An initial evaluation of liver function should be done. Within the different laboratory abnormalities, the most common finding is the elevation of the total bilirubin mostly due to increasing indirect bilirubin. This finding has been found in 70% of patients with cardiac cirrhosis, and the bilirubin levels are rarely greater than 3 mg/dl. Alteration of the synthetic function of the liver is also common with prolongation of the coagulation times, despite this, increases in the international normalized ratio are not that common but can be elevated in severe cases of ischemic injury. Serum albumin levels can be decreased in a 40% of patients. Severe elevation in LDH and ALT/LDH ratio of less than 1.5 helps to differentiate perfusion injury from other causes of acute hepatitis.

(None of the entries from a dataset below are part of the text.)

PR #719, opened 2021-12-02
fix: include missing server_cert.cnf

cgrinds:


docs/samples/server_cert.cnf
```diff
@@ -0,0 +1,21 @@
...
+OU  = Harvest
+CN  = /
+
+[req_ext]
+subjectAltName = @alt_names
+
+[alt_names]
+DNS.1                   = umeng-aff300-05-06-cm.rtp.openenglab.netapp.com
+DNS.2                   = umeng-aff300-05-06
+IP.1                    = 10.193.48.11
```
Hardikl, line 20: customer would change this i/p based on their network, right ?

Hardikl (approved):

docs/samples/server_cert.cnf
cgrinds: that's right, the instructions mention that

PR #779, opened 2022-01-12
feat: add port rest template

rahulguptajss:


conf/rest/9.13.0/snapshot.yaml
```diff
@@ -2,10 +2,6 @@ name:                     Snapshot
 query:                    api/private/cli/snapshot/policy
 object:                   snapshot
 
-schedule:
```
cgrinds, line 5: Unrelated change?

cgrinds:
Looks good, one minor comment

cgrinds (approved):

conf/rest/9.13.0/snapshot.yaml
rahulguptajss: yes added in this PR based on hardik's changes in https://github.com/NetApp/harvest/pull/778

PR #783, opened 2022-01-17
feat: rest framework enhancements

rahulguptajss:


cmd/collectors/rest/rest.go
```diff
@@ -337,12 +342,26 @@ func (r *Rest) PollData() (*matrix.Matrix, error) {
...
-		for key, metric := range r.Matrix.GetMetrics() {
-			f := instanceData.Get(key)
+		for _, metric := range r.prop.metrics {
+			f := instanceData.Get(metric.name)
 			if f.Exists() {
-				if err = metric.SetValueFloat64(instance, f.Float()); err != nil {
-					r.Logger.Error().Err(err).Str("key", key).Str("metric", metric.GetName()).
-						Msg("Unable to set float key on metric")
+				if metr, ok := r.Matrix.GetMetrics()[metric.name]; !ok {
+					if metr, _ = r.Matrix.NewMetricFloat64(metric.name); err != nil {
```
cgrinds, line 349: would be slightly clearer to 1) create the metric by name and 2) update the map in this block and then remove the else and use it for both cases

cmd/collectors/rest/rest.go
```diff
@@ -464,23 +483,23 @@ func (r *Rest) processEndPoints(data *matrix.Matrix) error {
 				}
 
 				for _, metric := range endpoint.prop.metrics {
-					f := instanceData.Get(metric)
+					f := instanceData.Get(metric.name)
 					if f.Exists() {
-						if metr, ok := data.GetMetrics()[metric]; !ok {
-							if metr, _ = data.NewMetricFloat64(metric); err != nil {
+						if metr, ok := data.GetMetrics()[metric.name]; !ok {
```
cgrinds, line 488: similar comment as above about minor refactoring

cmd/collectors/rest/rest.go
Hardikl, line 349: err not used

rahulguptajss: done

cmd/collectors/rest/rest.go
rahulguptajss: done

cmd/collectors/rest/rest.go
rahulguptajss: done

cmd/collectors/rest/rest.go
```diff
@@ -337,11 +342,20 @@ func (r *Rest) PollData() (*matrix.Matrix, error) {
...
+		for _, metric := range r.prop.metrics {
+			metr, ok := r.Matrix.GetMetrics()[metric.name]
+			if !ok {
+				if metr, err = r.Matrix.NewMetricFloat64(metric.name); err != nil {
+					r.Logger.Error().Err(err).
+						Str("name", metric.name).
+						Msg("NewMetricFloat64")
+				}
+			}
+			f := instanceData.Get(metric.name)
```
cgrinds, line 354: when err != nil is metr valid to use below?

cmd/collectors/rest/rest.go
```diff
@@ -464,25 +478,20 @@ func (r *Rest) processEndPoints(data *matrix.Matrix) error {
...
-					f := instanceData.Get(metric)
+					metr, ok := data.GetMetrics()[metric.name]
+					if !ok {
+						if metr, err = data.NewMetricFloat64(metric.name); err != nil {
+							r.Logger.Error().Err(err).
+								Str("name", metric.name).
+								Msg("NewMetricFloat64")
+						}
+					}
+					f := instanceData.Get(metric.name)
```
cgrinds, line 489: when err != nil, is metr valid?

cmd/collectors/rest/templating.go
```diff
@@ -28,16 +27,15 @@ func (r *Rest) initCache() error {
...
-		err                 error
 	)
 
-	if x := r.Params.GetChildContentS("object"); x != "" {
-		r.Object = x
-	} else {
-		r.Object = strings.ToLower(r.Object)
+	if r.Object == "" {
+		if x := r.Params.GetChildContentS("object"); x != "" {
+			r.Object = x
```
cgrinds, line 34: are we certain that x has already been lowercased?

rahulguptajss: we are lower casing it at line number 38 anyways

cmd/collectors/rest/rest.go
rahulguptajss: metr is not added to matrix if there is an error. In current case, we check for duplicates.

PR #794, opened 2022-01-21
feat: task recovery handling

### LINKED ISSUE #480: PollData task Recovery handling is not correct
When cluster connection is lost or if there are no instances, "data" task during ZapiPerf collector recovers all other tasks. This causes log spam like below and unnecssary early retry to cluster.

**Target unreachable case:**
7:23PM WRN goharvest2/cmd/poller/collector/collector.go:313 > target unreachable, entering standby mode (retry in retryDelay s) Poller=F2240-127-26 collector=ZapiPerf:CIFSvserver retryDelay=4 task=counter
7:23PM INF goharvest2/cmd/poller/collector/collector.go:355 > recovered from standby mode, back to normal schedule Poller=F2240-127-26 collector=ZapiPerf:CIFSvserver task=data

**No instance found case:**
{"level":"info","Poller":"umeng_aff300","collector":"ZapiPerf:Path","caller":"goharvest2/cmd/poller/collector/collector.go:323","time":"2021-08-25T18:10:16+05:30","message":"task instance, no [Path] instances on system, entering standby mode"}
{"level":"info","Poller":"umeng_aff300","collector":"ZapiPerf:Path","caller":"goharvest2/cmd/poller/collector/collector.go:346","time":"2021-08-25T18:10:16+05:30","message":"task data, recovered from standby mode, back to normal schedule"}

rahulguptajss:
Fixes #480

### DIFF
--- a/cmd/poller/collector/collector.go
+++ b/cmd/poller/collector/collector.go
@@ -281,7 +281,7 @@ func (me *AbstractCollector) Start(wg *sync.WaitGroup) {
 				continue
 			}
 
-			if !me.Schedule.IsTaskStandBy(task) {
+			if me.Schedule.IsStandBy() && !me.Schedule.IsTaskStandBy(task) {
 				me.Logger.Info().
 					Str("task", task.Name).
 					Msgf("schedule is in standby mode skipping")
@@ -424,7 +424,7 @@ func (me *AbstractCollector) Start(wg *sync.WaitGroup) {
 			me.Schedule.Sleep()
 			// log if lagging by more than 50 ms
 			// < is used since larger durations are more negative
-		} else if nd.Milliseconds() <= -50 {
+		} else if nd.Milliseconds() <= -50 && !me.Schedule.IsStandBy() {
 			me.Logger.Warn().Msgf("lagging behind schedule %s", (-nd).String())
 		}
 	}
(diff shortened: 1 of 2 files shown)


cmd/poller/collector/collector.go
```diff
@@ -281,6 +281,13 @@ func (me *AbstractCollector) Start(wg *sync.WaitGroup) {
 				continue
 			}
 
+			if me.Schedule.IsStandBy() && !me.Schedule.IsTaskStandBy(task) {
```
cgrinds, line 284: IsTaskStandBy makes the same check, so we could simplify this to 
```go
if !me.Schedule.IsTaskStandBy(task) {
```
or we could flip it around to this which maybe reads a little better?

`if me.Schedule.ShouldSkip(task) {`

cgrinds, line 284: minor: `Msg` instead of `Msgf` since no substitution

rahulguptajss: Both are different. Is !TaskStandBy will be true in all happy cases. Hence added additional standbycheck outside

rahulguptajss: done

rahulguptajss: removed an redundant check from IsTaskStandBy.

cgrinds (approved):

PR #806, opened 2022-01-27
docs: add rest-collector architecture doc

cgrinds:


rahulguptajss (approved):

florianmulatz:
What do you mean by 9.12+ ? - do you mean 9.9P12. Not clearly sure for me. Please clarify

florianmulatz:
I was confused since there is no 9.12 currently. Overread that this is meant to be for future 9.12 release! Thx!

rahulguptajss:
yes, Rest collector is officially for 9.12+ only. If you want to try this out for a use-case which is only available through Rest in pre 9.12 versions, we can help you in setting that up with Rest Collector.

PR #822, opened 2022-02-03
fix: pin Grafana and Prometheus versions in compose workflow

cgrinds:


cmd/tools/grafana/grafana.go
```diff
@@ -456,6 +456,7 @@ func importFiles(dir string, folder Folder) {
 		request = make(map[string]interface{})
 		request["overwrite"] = true
 		request["folderId"] = folder.folderId
+		//delete(dashboard, "id")
```
Hardikl, line 459: non related

Hardikl (approved):

rahulguptajss (approved):

PR #825, opened 2022-02-04
fix: id issue in grafana import/export

Hardikl:
fix for dashboard import when dashboard id is not null.

### DIFF
--- a/cmd/tools/grafana/grafana.go
+++ b/cmd/tools/grafana/grafana.go
@@ -430,7 +430,7 @@ func importFiles(dir string, folder Folder) {
 			continue
 		}
 
-		// Updating the id of dashboards, in case id is not null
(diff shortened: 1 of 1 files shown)


rahulguptajss (dismissed):

cmd/tools/grafana/grafana.go
```diff
@@ -430,6 +430,15 @@ func importFiles(dir string, folder Folder) {
 			continue
 		}
 
+		// Updating the id of dashboards, in case id is not null
```
cgrinds, line 433: Might be clearer to say something like > If the dashboard has an id defined, change the id to empty string so Grafana treats this as a new dashboard instead of an update to an existing one

rahulguptajss (approved):

PR #845, opened 2022-02-10
feat: rest gaps

rahulguptajss:


conf/rest/9.12.0/disk.yaml
```diff
@@ -30,6 +29,7 @@ endpoints:
       - ^^uid => uid
       - sectors_read => stats_sectors_read
       - sectors_written => stats_sectors_written
+      - disk_io_kbps_total => stats_io_kbps
```
rahulguptajss, line 32: stats.throughput is in bytes in public rest. We'll need plugin to covert to kbps. We can do that later.

conf/rest/9.12.0/node.yaml
```diff
@@ -28,6 +24,7 @@ endpoints:
       - ^max_aggr_size => max_aggr_size
       - ^max_node_vvols => max_vol_num
       - ^max_vol_size => max_vol_size
+      - ^health => healthy
```
rahulguptajss, line 27: state is coming as `up` in public rest. As per zapi, we need it as `true`

conf/rest/9.12.0/node.yaml
```diff
@@ -8,17 +8,13 @@ counters:
...
   - ^controller.failed_power_supply.message.message => failed_power_message
   - ^controller.over_temperature => over_temperature
-  - ^state => healthy
   - ^location
   - ^model
   - ^serial_number => serial
   - ^version.full => version
   - uptime
   - controller.failed_power_supply.count => failed_power
-  - metric.processor_utilization => cpu_busytime   #hidden field
```
rahulguptajss, line 18: value is quite different and an rejected gap. Removing for now.

Hardikl (approved):

PR #877, opened 2022-02-23
feat: security infra as collector

Hardikl:
image

image

image

Note: 
all metrics in this POC are ends with c just for easy to test and referencing.


Hardikl:
As discussed, we will not follow this approach. Closing this PR.

PR #894, opened 2022-03-10
feat: restperf templates

rahulguptajss:


conf/restperf/default.yaml
```diff
@@ -11,13 +11,17 @@ objects:
   CIFSNode:         cifs_node.yaml
   HeadroomCPU:      resource_headroom_cpu.yaml
   HeadroomAggr:     resource_headroom_aggr.yaml
-  Qtree:            qtree.yaml
   NFSv3Node:        nfsv3_node.yaml
+  NFSv4Node:        nfsv4_node.yaml
+  NFSv41Node:       nfsv4_1_node.yaml
+#  VolumeNode:       volume_node.yaml
+  WAFL:             wafl.yaml
+  Qtree:            qtree.yaml
```
Hardikl, line 19: If we want to follow ascending order then we can interchange.

Hardikl (approved):

conf/restperf/default.yaml
rahulguptajss: yes. Done

cgrinds (approved):

PR #142, opened 2016-11-16
network: skip page when ethernet cable is available

GeorgesStavracas:
When showing the Network page on the initial setup,
the list of Wi-Fi connections is displayed even when
there's an ethernet cable available.

Fix that by skipping the page when any ethernet device
if detected.

https://phabricator.endlessm.com/T13749

### DIFF
--- a/gnome-initial-setup/pages/network/gis-network-page.c
+++ b/gnome-initial-setup/pages/network/gis-network-page.c
@@ -599,6 +599,7 @@ gis_network_page_constructed (GObject *object)
   DBusGConnection *bus;
   GError *error;
   gboolean visible = TRUE;
+  gboolean has_ethernet_connection = FALSE;
   GtkWidget *box;
 
   G_OBJECT_CLASS (gis_network_page_parent_class)->constructed (object);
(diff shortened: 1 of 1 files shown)


gnome-initial-setup/pages/network/gis-network-page.c
```diff
@@ -617,14 +618,28 @@ gis_network_page_constructed (GObject *object)
       if (!nm_device_get_managed (device))
         continue;
 
-      if (nm_device_get_device_type (device) == NM_DEVICE_TYPE_WIFI) {
+      switch (nm_device_get_device_type (device)) {
+      case NM_DEVICE_TYPE_ETHERNET:
+        has_ethernet_connection = TRUE;
+        priv->nm_device = g_object_ref (device);
```
mcatanzaro: This only works if you have just one NMDevice, but this is a loop that handles multiple NMDevices. So in the common case of ethernet plus wi-fi device, you leak whichever one gets processed first. At minimum you need a g_clear_object in both cases, but probably you don't really need to set priv->nm_device if it's Ethernet at all, right...?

Evaluation of causes that can explain exacerbation of heart failure is important. Cardiac enzymes and brain peptide natriuretic peptide (BNP) may be elevated. An electrocardiogram can demonstrate arrhythmias and ischemic changes as well as suggest right ventricular hypertrophy. Echocardiography is also an important test to determine valvular disease, and functional status of the left and right sided heart.

Due to common signs and symptoms of the biliary disease, imaging evaluation should be considered. Abdominal ultrasound for evaluation of the biliary tract and gallbladder can rule out acute obstructive disease or hepatic vein thrombosis. 

An echocardiogram is an important test to evaluate the underlying cause of congestive hepatopathy. Evaluate for valvular disease, wall motion abnormalities, pulmonary artery systolic pressure, mitral inflow, atrial and ventricular size, and evaluation for pericardial effusion or constrictive pericarditis. Inferior vena cava (IVC) evaluation would help to define volume status and pressure between the right atrium and the hepatic circulation. IVC respiratory variation (normally greater than or equal to 50% narrowing during inspiration) or IVC diameter greater than or equal to 2.3 cm suggests right-sided cardiac disease with increased right atrial filling pressures. CT and MRI evaluations of cardiac and hepatic conditions also can be used to determine etiology of the clinical presentation.

In the presence of ascites, paracentesis should be performed. This fluid typically reveals a high protein content, commonly > 2.5g/dl. This increased in protein can be related to hepatic lymphatic ruptured with leakage of protein-rich fluid. Serum to ascites albumin gradient (SAAG) greater than 1.1 reflects portal hypertension.

Treatment / Management

The treatment of cardiac cirrhosis is based on management of the underlying cardiac condition causing hemodynamic unbalance. Determination of the volume status and adequate management of fluids for these patients is important. Clinical features of cardiac cirrhosis may improve dramatically with adequate diuresis.  Close monitoring of cardiac output is important to prevent ischemic hepatitis. Use of chronotropic agents or supportive pump can be considered.